Directions
Check every line below for the word "elif" and show those that hold it.

•••

PR #1213, opened 2023-05-03
FDS-293 Fix column mismatch for Excel File Based Manifest Generation 

mialy-defelice:
This PR addresses the issue brought up in [FDS-293](https://sagebionetworks.jira.com/browse/FDS-293).

**For Context:**
The crux of the issue that was happening relates to how manifests are generated when there is an issue between the columns in the manifest being downloaded from Synapse and the columns that are expected based on the Schema. For the CSV and excel downloads, the handling was conducted such that if there were columns in the schema that weren't in the downloaded manifest, these would be handled and these columns would be added to the manifest. But if there were columns in the downloaded manifest that weren't in the schema, the columns would be simply added, but the ordering of the data was not adjusted accordingly.

**Additionally**
The handling of the different outputs was being handled separately allowing this divergence to occur, where you could get the expected output when exporting a CSV but not if you were exporting to excel. A user would presumably expect all the data to be the same but simply the output type to be different.

**What this PR Does**
I moved the handling of the columns and data upstream of the data output in a new function called `ManifestGenerate._update_dataframe_with_existing_df`. This new function handles all the logic for updating manifest to have all the expected columns using Pandas. The pandas DF is then handed of to `_handle_output_format_logic` which figures out the proper format to export to and calls the necessary functions.

There are also differences in the handling of `output_format` and `sheet_url`. There is a small change that handles this difference in output type a bit more clearly, in the future though we would want to consider depreciating `sheet_url`.

All this works functionally right now, but is a less than ideal solution. Since we are going to be doing a larger refactor in the future I don't think this PR needs to perform an intermediate refactor, but I do think there is a lot of room for improvement in the structure of the Manifest Generator now that we are expecting outputs other than Google Sheet.

[FDS-293]: https://sagebionetworks.jira.com/browse/FDS-293?atlOrigin=eyJpIjoiNWRkNTljNzYxNjVmNDY3MDlhMDU5Y2ZhYzA5YTRkZjUiLCJwIjoiZ2l0aHViLWNvbS1KU1cifQ

### DIFF
--- a/schematic/manifest/generator.py
+++ b/schematic/manifest/generator.py
@@ -1256,13 +1256,16 @@ class ManifestGenerator(object):
         )
         return manifest_url
 
-    def _get_mismatched_columns(self, headers_1, headers_2):
-        """
+    def _get_mismatched_columns(self, headers_1:list , headers_2:list) -> list:
+        """Compare two colunm sets and get cols that are in headers_1, but not headers_2
+        Args:
+            headers_1 (list): list of column headers
+            headers_2 (list): list of column headers
+        Returns: 
+            list: column headers in headers_1 but not headers_2
 
         """
-        # Compare two colunm sets and get cols that are in headers_1, but not headers_2
-        mismatched_columns = set(headers_1) - set(headers_2)
-        return mismatched_columns
+        return set(headers_1) - set(headers_2)
 
 
     def set_dataframe_by_url(
@@ -1374,8 +1377,6 @@ class ManifestGenerator(object):
 
         # Generate empty manifest using `additional_metadata`
         manifest_url = self.get_empty_manifest()
-        
-        #TODO: MIALY Make sure this functionality is preserved, should be bc there isnt another manifest we are merging with.
         manifest_df = self.get_dataframe_by_url(manifest_url)
 
         # Annotations clashing with manifest attributes are skipped
@@ -1437,22 +1438,6 @@ class ManifestGenerator(object):
         """
         ## TO DO: deprecate sheet_url parameter and simplify the logic here
 
-        # check if output_format parameter gets set. If not, check the sheet_url parameter
-        
-        '''
-        if not output_format: 
-            # if the sheet_url parameter gets set to True, return a google sheet url 
-            if sheet_url: 
-                # populate google sheet with dataframe
-                manifest_sh = self.set_dataframe_by_url(empty_manifest_url, dataframe)
-                return manifest_sh.url
-                # else, return a pandas dataframe
-            else: 
-                return dataframe
-        else:
-        '''
-        # if not saving excel delete after header is made.
-
         # if the output type gets set to "dataframe", return a data frame 
         if output_format == "dataframe":
             """
@@ -1476,13 +1461,12 @@ class ManifestGenerator(object):
 
             return output_file_path
         
-        # for all other cases, return a google sheet url after populating the dataframe
-        # TODO: add "google_sheet" as an output choice
+        # Return google sheet if sheet_url flag is raised.
+        # TODO: Depreciate sheet URL and add google_sheet as an output_format choice.
         elif sheet_url: 
             manifest_sh = self.set_dataframe_by_url(manifest_url=empty_manifest_url, manifest_df=dataframe, out_of_schema_columns=out_of_schema_columns)
             return manifest_sh.url
 
-        # new default is dataframe?
         else:
             return dataframe
 
@@ -1541,7 +1525,6 @@ class ManifestGenerator(object):
             updated_df, out_of_schema_columns = self._update_dataframe_with_existing_df(empty_manifest_url=empty_manifest_url, existing_df=manifest_record[1])
 
             # determine the format of manifest
-            #result = self._handle_output_format_logic(output_format = output_format, output_path = output_path, sheet_url = sheet_url, empty_manifest_url=empty_manifest_url, dataframe = manifest_record[1])
             result = self._handle_output_format_logic(output_format = output_format,
                                                       output_path = output_path,
                                                       sheet_url = sheet_url,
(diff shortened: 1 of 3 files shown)


mialy-defelice:
[Link to sheet detailing testing](https://docs.google.com/spreadsheets/d/1Qgt4CHtnvHVeve2I_7rGdZ5fusFLrhO-K3kv9Kbwwik/edit#gid=1219624880)

schematic/manifest/generator.py
```diff
@@ -1254,18 +1256,19 @@ def get_empty_manifest(self, json_schema_filepath=None):
...
-        out_of_schema_columns = set(manifest_df_header) - set(wb_header)
-
-        return out_of_schema_columns
+    def _get_missing_columns(self, headers_1:list , headers_2:list) -> list:
+        """Compare two colunm sets and get cols that are in headers_1, but not headers_2
+        Args:
+            headers_1 (list): list of column headers
+            headers_2 (list): list of column headers
+        Returns: 
+            list: column headers in headers_1 but not headers_2
```
linglp, line 1265: will this truly return a list? I did a simple experiment: 
```
x = set(["apple", "banana", "cherry"])
y = set(["google", "microsoft", "apple"])

z = x-y

print(z)
```
Here, i am seeing: `{'cherry', 'banana'}` which is a set

schematic/manifest/generator.py
```diff
@@ -1254,18 +1256,19 @@ def get_empty_manifest(self, json_schema_filepath=None):
...
 
+        """
+        return set(headers_1) - set(headers_2)
 
     def set_dataframe_by_url(
-        self, manifest_url: str, manifest_df: pd.DataFrame
+        self, manifest_url: str, manifest_df: pd.DataFrame, out_of_schema_columns=None,
     ) -> ps.Spreadsheet:
```
linglp, line 1272: add type hinting of `out_of_schema_columns` and add a brief description of the parameter in the docstring.

schematic/manifest/generator.py
```diff
@@ -1458,56 +1419,59 @@ def export_sheet_to_excel(self, title: str = None, manifest_url : str = None, ou
...
         else:
             output_excel_file_path = os.path.abspath(os.path.join(os.getcwd(), file_name))
+        
         # export the manifest to excel
         export_manifest_drive_service(manifest_url, file_path=output_excel_file_path, mimeType = 'application/vnd.openxmlformats-officedocument.spreadsheetml.sheet')
         
         return output_excel_file_path
 
-    def _handle_output_format_logic(self, output_format: str = None, output_path: str = None, sheet_url: bool = None, empty_manifest_url: str = None, dataframe: pd.DataFrame = None):
+    def _handle_output_format_logic(self, output_format: str = None, output_path: str = None, sheet_url: bool = None, empty_manifest_url: str = None, dataframe: pd.DataFrame = None, out_of_schema_columns=None):
```
linglp, line 1428: add typing of `out_of_schema_columns` and description in doc string

schematic/manifest/generator.py
```diff
@@ -1458,56 +1419,59 @@ def export_sheet_to_excel(self, title: str = None, manifest_url : str = None, ou
...
+        # if the output type gets set to "excel", return an excel spreadsheet
+        elif output_format == "excel":              
+            # export manifest url that only contains column headers to Excel
+            output_file_path = self.export_sheet_to_excel(title = self.title,
+                                                          manifest_url = empty_manifest_url,
+                                                          output_location = output_path,
+                                                          )
+            
+            if not os.path.exists(output_file_path): 
+                logger.error(f'Export to Excel spreadsheet fail. Please make sure that file path {output_file_path} is valid')
```
linglp, line 1460: Maybe raise an error here is better than logging an error?

schematic/manifest/generator.py
mialy-defelice: Yep you're right I can change the docs.

schematic/manifest/generator.py
```diff
@@ -1458,56 +1419,59 @@ def export_sheet_to_excel(self, title: str = None, manifest_url : str = None, ou
...
 
-                return output_file_path
-            # for all other cases, return a google sheet url after populating the dataframe
-            else: 
-                manifest_sh = self.set_dataframe_by_url(empty_manifest_url, dataframe)
-                return manifest_sh.url
+        # if the output type gets set to "dataframe", return a data frame 
+        if output_format == "dataframe":
+            """
+            TODO: for backwards compatibility may need to return downloaded CSV only with no updates wrt to the schema.
```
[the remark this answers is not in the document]
mialy-defelice: In the older version, dataframe was returned before any other manipulations were done to check for columns and add new columns to the df. This is now done upstream of this function, so all the outputs are the same regardless of output type. But if someone was expecting to just download the manifest from Synapse and not check the manifest against the model then we might need to consider that option. Though they could just use the synapse client to do that.

schematic/manifest/generator.py
```diff
@@ -1584,45 +1558,86 @@ def get_manifest(
...
+        Handle scenario when existing manifest does not match new manifest template due to changes in the data model:
+            the sheet column header reflect the latest schema the existing manifest column-set may be outdated
+            ensure that, if missing, attributes from the latest schema are added to the column-set of the existing manifest so that the user can modify their data if needed
+            to comply with the latest schema.
+        Args:
+            empty_manifest_url (str): Google Sheet URL with an empty manifest with headers.
+            existing_df (Pd.DataFrame): df of an existing manifest
+
+        Returns:
+            updated_df (Pd.DataFrame): existing_df with new_columns added.
```
linglp, line 1584: Based on the code, it seems like we are returning both updated_df and out_of_schema_columns?

schematic/manifest/generator.py
mialy-defelice: This part was not actually added by me, but I can change to raise an error instead.

linglp:
@mialy-defelice I think this looks very good overall. The code looks a lot more cleaner and more organized. Thanks for the update.

schematic/manifest/generator.py
mialy-defelice: Oop yep, ill update the returns.

schematic/manifest/generator.py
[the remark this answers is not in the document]
linglp: hmm I think if they just want to download a manifest, they could use the manifest/download endpoint instead of manifest generate?

schematic/manifest/generator.py
mialy-defelice: I am actually going to move the path check upstream of this to the CLI. Check for it in an update.

GiaJordan (approved):
Looks good @mialy-defelice!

•••

Written solution
         elif sheet_url: 
+        elif output_format == "excel":              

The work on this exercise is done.